Date: 03/10/2021
Authors: ocervello,
Status: Complete, action items in progress
Summary: openfoodfacts.net down after Docker storage driver configuration change. Proxmox containers off-net
, robotoff-net
, robotoff-dev
, mongo-dev
, and monitoring
are unreachable.
Impact: Integration tests failing on openfoodfacts-dart (example), pre-prod environment (openfoodfacts.net) down.

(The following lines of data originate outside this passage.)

Issue #8779, opened 2020-11-16
Object Overlap using Multiply object in version 4.8.0


tjones99:
<!--
**Application version**
4.8.0

**Platform**
Windows 10 Enterprise x64 GTX 1060 GPU

**Printer**
Prusa I3 MK2

**Reproduction steps**
1) Load STL
2) select object
3) right click and multiply object 3 times

**Screenshot(s)**
![image](https://user-images.githubusercontent.com/6657463/99208509-972bc700-278e-11eb-8860-031da2a6598c.png)
![image](https://user-images.githubusercontent.com/6657463/99208537-aca0f100-278e-11eb-801c-41619c22b865.png)
![image](https://user-images.githubusercontent.com/6657463/99208543-b1fe3b80-278e-11eb-8b8f-000ebbf0c27a.png)
![image](https://user-images.githubusercontent.com/6657463/99208552-b75b8600-278e-11eb-9d05-ea7b41ee884d.png)

**Actual results**
Objwects overlap.

**Expected results**
Objects should have been spaced without overlap. 

**Project file**

[PI3MK2_Solar Panel Mount Minimal V2 (1).zip](https://github.com/Ultimaker/Cura/files/5543844/PI3MK2_Solar.Panel.Mount.Minimal.V2.1.zip)

**Log file**
[cura.log](https://github.com/Ultimaker/Cura/files/5543846/cura.log)

**Additional information**

tjones99:
Hmmm... I filled everything in... why am I seeing nothing

nallath:
We've seen this issue before, but we couldn't get reliable reproduction steps. Thanks for submitting it!

tjones99:
If there is anything else you need let me know. If it is something to do with my STL file you are welcome to that as well. It’s just a simple Tinkercad file and nothing proprietary.

Ghostkeeper:
Hmm, well I think I got it to reliably reproduce. But there's a couple of things to it:
* "Ensure models are kept apart" needs to be disabled. If this is enabled, the move-apart fixes the problem.
* It only seems to occur in certain build volumes. In my UM3 I can't reproduce the problem, but with the printer from this project file the problem occurs pretty much every time.
* The problem is related to the rotations of the model. It only happens with models that don't have a square bounding box (like the rectangle in the project file). I was able to reproduce the issue every time by simply loading a cube and scaling it non-uniformly.

tjones99:
[...]

PR #9577, opened 2021-04-13
Fix segfault when arranging without any disallowed areas

Ghostkeeper:
So libnest2d is giving a segfault when it's being triggered without any disallowed areas. This is because we then give a single disallowed area for the border around the build plate, and give this disallowed area 0 vertices. Because libnest2d doesn't do defensive coding here, it's going to crash, taking Cura along with it. The crash is in libnest2d's function `libnest2d::_Item<ClipperLib::Polygon>::rightmostTopVertex()`.

This segfault started happening recently in Cura. However it only happens when there are no disallowed areas. Steps to reproduce the error are:
- Use Custom FFF Printer.
- Set the Adhesion Type setting to 'None'.
- Load any two models.

I tracked the segfault down to this commit: https://github.com/Ultimaker/Uranium/pull/684/commits/74ddbaab4bb4737367ad2f82698ee7422305a047 . That commit is slightly mysterious in context (It would end up without `_points` otherwise, right? How did that ever work?) but looks fine to me by itself. It did give the hint that this segfault might be caused by empty polygons though. So for that reason, I figured that filtering out the empty polygons here in the arranger might fix it; and indeed it does. Passing empty polygons as fixed/disallowed areas is useless and invalid anyway. Apparently libnest2d doesn't deal well with it, but we might as well not send those polygons over then.

### DIFF
--- a/cura/Arranging/Nest2DArrange.py
+++ b/cura/Arranging/Nest2DArrange.py
@@ -75,7 +75,7 @@ def findNodePlacement(nodes_to_arrange: List["SceneNode"], build_volume: "BuildV
         # Clip the disallowed areas so that they don't overlap the bounding box (The arranger chokes otherwise)
         clipped_area = area.intersectionConvexHulls(build_plate_polygon)
 
-        if clipped_area.getPoints() is not None:  # numpy array has to be explicitly checked against None
+        if clipped_area.getPoints() is not None and len(clipped_area.getPoints()) > 2:  # numpy array has to be explicitly checked against None
             for point in clipped_area.getPoints():
                 converted_points.append(Point(int(point[0] * factor), int(point[1] * factor)))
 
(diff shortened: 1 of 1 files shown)


rburema (approved):
Devs: See internal ticket CURA-8173

rburema:
Note that, if the reproduction steps are followed, and the model is multiplied, the user will need to manually arrange again. That is, in the specific case of 'no disallowed areas' and 'multiply model', the other model(s) is/are not arranged. The user can then manually click arrange all, and it _does_ work.

We've got a lot on our plate, and it's infinitely better than crashing, so I'll report this as a separate issue to the discussion after standup on Friday.

Ghostkeeper:
Yes, that is a known issue: https://github.com/Ultimaker/Cura/issues/8779

PR #9579, opened 2021-04-14
[CURA-8004] Fix wrong 'uploaded print job' cache.

rburema:
Fix 'uploaded print-job cache' set before the mesh upload.

Since we use that to detect when the mesh is already uploaded, and thus can be reprinted, this could cause problems, since, while we do properly set it to None when an error is returned, if the request never returns to us, or if a reprint is started while the mesh is still uploading, the print-job cache could be set while the mesh wasn't actually there yet. Which could in theory have maybe caused the problems we see.

### DIFF
--- a/plugins/UM3NetworkPrinting/src/Cloud/CloudOutputDevice.py
+++ b/plugins/UM3NetworkPrinting/src/Cloud/CloudOutputDevice.py
@@ -1,4 +1,4 @@
-# Copyright (c) 2020 Ultimaker B.V.
+# Copyright (c) 2021 Ultimaker B.V.
 # Cura is released under the terms of the LGPLv3 or higher.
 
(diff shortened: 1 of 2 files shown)


Ghostkeeper (approved):

Ghostkeeper:
I don't see any bugs with this any more now. Before this change I could reproduce the original problem (prints not showing up in the queue). Afterwards not; it just gives a lot of messages saying that it's still uploading and you need to wait. No flickering error messages either.

Now I need to find a way to remove dozens of prints from the queue... The butt website is rather slow.

rburema:
> website is rather slow.

It being a bit slow (and if you butt it like that ... slow digestion?) was why we noticed this in the first place :-p

PR #9586, opened 2021-04-16
Support animated images in what's new pages

Ghostkeeper:
Let's hope they don't go too crazy with the file size of these. But animated GIFs are now supported here.

Fixes CURA-8145.


rburema (approved):

fieldOfView:
Animated webp also seems to be supported by QMovie, and that may keep the size of the animated image smaller.

rburema:
@fieldOfView By 'they' we mostly mean marketing ... unless someone puts their own images in the resources folder (and then they only have themselves to blame) we've got it under control :-)

PR #9596, opened 2021-04-17
Update creality_ender4.def.json

MattCatt87:
Overall printer dimensions were entered instead of build volume.


nallath (approved):

nallath:
Good catch! Thanks for fixing it.

PR #9601, opened 2021-04-18
Add LayerFused Base printer definitions

dbjz:
Add LayerFused CoreXY printers to the selection list. Three different versions, Build plate stl with Company Logo.


dbjz (commented):
Moved extruder definition file to be in same directory as fdmextruder.def

Ghostkeeper:
The tests here seem to be failing because the branch was branched off at a moment when they were failing on Master. They aren't failing because of the changes made here :)

resources/definitions/lfextruder.def.json
```diff
@@ -0,0 +1,14 @@
+{
+    "version": 2,
+    "name": "Extruder 1",
+    "inherits": "fdmextruder",
+    "metadata": {
+        "machine": "LayerFused",
```
konskarm, line 6: There is no machine "LayerFused". This should refer to the file name of one of your printer definitions).

konskarm (changes requested):
We have certain naming conventions for printer and extruder definitions. The name of the file should follow the patter `<printer_family_in_lowercase>_<printer_name_in_lowercase>.def.json`. A similar pattern is used for the extruders. So please rename the following:

- `resources/definitions/LayerFusedX201.def.json` --> `resources/definitions/layer_fused_x201.def.json`
- `resources/definitions/LayerFusedX301.def.json` --> `resources/definitions/layer_fused_x301.def.json`
- `resources/definitions/LayerFusedX501.def.json` --> `resources/definitions/layer_fused_x501.def.json`

In addition, there is no machine "LayerFused" (mentioned in the `lfextruder.def.json`). This should refer to a specific machine (e.g. `layer_fused_x201`). To fix that I suggest the following:

Make a `layer_fused_based.def.json` printer definition, from which inherit all the other printer definitions, and link your extruder to this one (the extruder `layer_fused_extruder.def.json` should mention "machine": "layer_fused_base"). This way you can take advantage of our inheritance system and define only one extruder which is used by all your machines. Please see how Creality printers make use of the inheritance system (`creality_base.def.json` and `creality_base_extruder_0.def.json`).

Also, please merge the current master branch of Cura into yours so that our tests can run again without failing for unrelated reasons.

nallath:
Closing this due to inactivity. Feel free to re-open the pull request

PR #9603, opened 2021-04-18
Renamed "starts" to "seam"

BasF0:
After watching CHEP's https://www.youtube.com/watch?v=D39rIi8zKfk he mentions that the show "Starts" option should be called "Seam". When writing it initially (https://github.com/Ultimaker/Cura/pull/8599) the terminology was a bit fuzzy to me. 

But I think the Cura way is just to call it "Seam" instead of "Starts". We could have a discussion about whether it should be plural or singular "Seams" vs "Seam" and I don't know which would be preferred, but I picked "Seam".

This PR changes it in the GUI and in all related code.

### DIFF
--- a/plugins/SimulationView/SimulationPass.py
+++ b/plugins/SimulationView/SimulationPass.py
@@ -64,7 +64,7 @@ class SimulationPass(RenderPass):
         # Use extruder 0 if the extruder manager reports extruder index -1 (for single extrusion printers)
         self._layer_shader.setUniformValue("u_active_extruder", float(max(0, self._extruder_manager.activeExtruderIndex)))
         if not self._compatibility_mode:
-            self._layer_shader.setUniformValue("u_starts_color", Color(*Application.getInstance().getTheme().getColor("layerview_starts").getRgb()))
+            self._layer_shader.setUniformValue("u_seam_color", Color(*Application.getInstance().getTheme().getColor("layerview_seam").getRgb()))
             
         if self._layer_view:
             self._layer_shader.setUniformValue("u_max_feedrate", self._layer_view.getMaxFeedrate())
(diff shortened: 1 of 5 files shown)


fieldOfView:
There is no need to rename the internal variable names. Only the user-facing text should be changed. Personally I think that the "start" is a more apt name because it only becomes a "seam" when multiple "starts" line up. But I guess many people use the term "seam".

BasF0:
Maybe. But one can still think of the 'seam' as the joining of the perimeter, even if it does not line up in multiple layers or when evaluating a single layer. 

On the other hand, what the code does really is detect perimeter starts. If there were thin features such that the start and end of the perimeter do not line up, then it is no longer a seam and only shows the start.  Not sure if thats a common thing, never had it in my prints as far as I know.

Ah well, up to Ultimaker to decide then, at least I made it easy for them with this PR.

Ghostkeeper:
I actually think that "starts" is a more accurate name for the future, because with Arachne the walls aren't always printed as loops any more. They can be polylines which aren't necessarily completely closed. This feature also shows places where a polyline starts, regardless of whether it then also ends in the place where it starts.

It's also a bit less common of a name though. Less common than "seam".

We always discuss PRs with two developers to decide whether to merge it or not. This one hasn't been discussed yet, I'm just voicing my opinion in passing.

BasF0:
Excellent, yes. I wonder: will / should polyline ends also be visualized in the same way if they don't meet the start.

Ghostkeeper:
Yeah, it visualises that white dot wherever an extrusion starts on a wall.

Ghostkeeper:
We discussed this PR with several developers and decided to reject it for two reasons:
* The starts, if they line up vertically, will often form a seam. However they don't always form a seam.
* When Arachne gets released, this will also apply to contours which are not looping, where they don't apply to any seam in any case.

Still thanks for the suggestion and for thinking along!

PR #11906, opened 2022-04-23
[5.0b1] Fix creating a single copy of a model

### LINKED ISSUE #11897: Multiply Selected x1 does not work
### Application Version

5.0.0-Beta+1

### Platform

Windows 10

### Printer

Tronxy X5SA Pro and Creality Ender 3

### Reproduction steps

Place single STL on buildplate
Right click and select "Multiply Selected" 
Leave quantity at 1 - Select Okay

### Actual results

Result: no new object

### Expected results

Object is copied

- [ ] Log file
- [ ] Project file

If you change the quantity to anything other than 1 it works correctly even if you return the value to 1

fieldOfView:
This PR fixes the Multiply selected models when the number of copies is left to 1. The `value` of the spinbox does not get initialised to 1, so even though the label says 1, the value is 0. The command was making 0 copies.

Fixes #11897

### DIFF
--- a/resources/qml/Menus/ContextMenu.qml
+++ b/resources/qml/Menus/ContextMenu.qml
@@ -134,6 +134,7 @@ Cura.Menu
                 from: 1
                 to: 99
                 width: 2 * UM.Theme.getSize("button").width
+                value: 1
             }
         }
     }


MariskaMaas:
Awesome! Thanks. For internal reference CURA-9081

Joeydelarago:
Nice Fix!

PR #11917, opened 2022-04-23
Fix thumbnail format

tapir:
All slicers I have tried uses an "x" instead of space in between width and height.
Also DWC (Duet web control) can't view thumbnails without the "x" character.

### DIFF
--- a/plugins/PostProcessingPlugin/scripts/CreateThumbnail.py
+++ b/plugins/PostProcessingPlugin/scripts/CreateThumbnail.py
@@ -37,7 +37,7 @@ class CreateThumbnail(Script):
 
         encoded_snapshot_length = len(encoded_snapshot)
         gcode.append(";")
-        gcode.append("; thumbnail begin {} {} {}".format(
+        gcode.append("; thumbnail begin {}x{} {}".format(
             width, height, encoded_snapshot_length))
 
         chunks = ["; {}".format(encoded_snapshot[i:i+chunk_size])


Coolit1966:
Hello everyone I hope I'm in the right place I didn't know how or where to start a new question, But anyway I'm new to the 3D printing world and have jumped in with both feet and I'm still learning I have a Entina X40 IDEX printer which is basically a Weedo X40 IDEX printer knockoff and where Weedo comes from I have no clue but when I bought my printer it came with Cura 4.10 that supported my printer it would also let me preview what I was about to print but ever since me doing the updates even though the printer is still supported for some reason I can no longer see the previews when selecting what I want to print I was hoping someone would be able to walk me through the process to fix this issue please assume I don't know anything about computers since I had my heart attach my memory was a affected and I have forgotten a lot of stuff and following certain directions is a bit tuff for me  some times but I can manage so any help would be much appreciated.
Thanks

x40-Community:
> Hello everyone I hope I'm in the right place I didn't know how or where to start a new question, But anyway I'm new to the 3D printing world and have jumped in with both feet and I'm still learning I have a Entina X40 IDEX printer which is basically a Weedo X40 IDEX printer knockoff and where Weedo comes from I have no clue but when I bought my printer it came with Cura 4.10 that supported my printer it would also let me preview what I was about to print but ever since me doing the updates even though the printer is still supported for some reason I can no longer see the previews when selecting what I want to print I was hoping someone would be able to walk me through the process to fix this issue please assume I don't know anything about computers since I had my heart attach my memory was a affected and I have forgotten a lot of stuff and following certain directions is a bit tuff for me some times but I can manage so any help would be much appreciated. Thanks

If you want use Ultimaker Cura 5.X with the Weedo X40 or Etina X40, than you need the configuration and Cura plugin from the X40-Community. The Weedo Cura 4.10 version is a hacked version and doesn't have much to do with Ultimaker Cura anymore!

Root Causes: Cascading failure probably due to Docker storage driver configuration change from vfs
to fuse-overlayfs
, and probably an incompatibility between LXC, Docker and fuse-overlayfs
, causing containers to crash, and unable to SSH. Exact root cause is still unknown, as some containers using fuse-overlayfs
have not crashed.
Trigger: Unknown. First outage happened 3 days after the Docker storage driver change.
- Short term: revert Docker storage driver configuration from
fuse-overlayfs
tovfs
. - Long term: run Docker containers in a QEMU host instead.
Detection: message on Slack #infrastructure channel + openfoodfacts-dart integration tests failing with timeouts.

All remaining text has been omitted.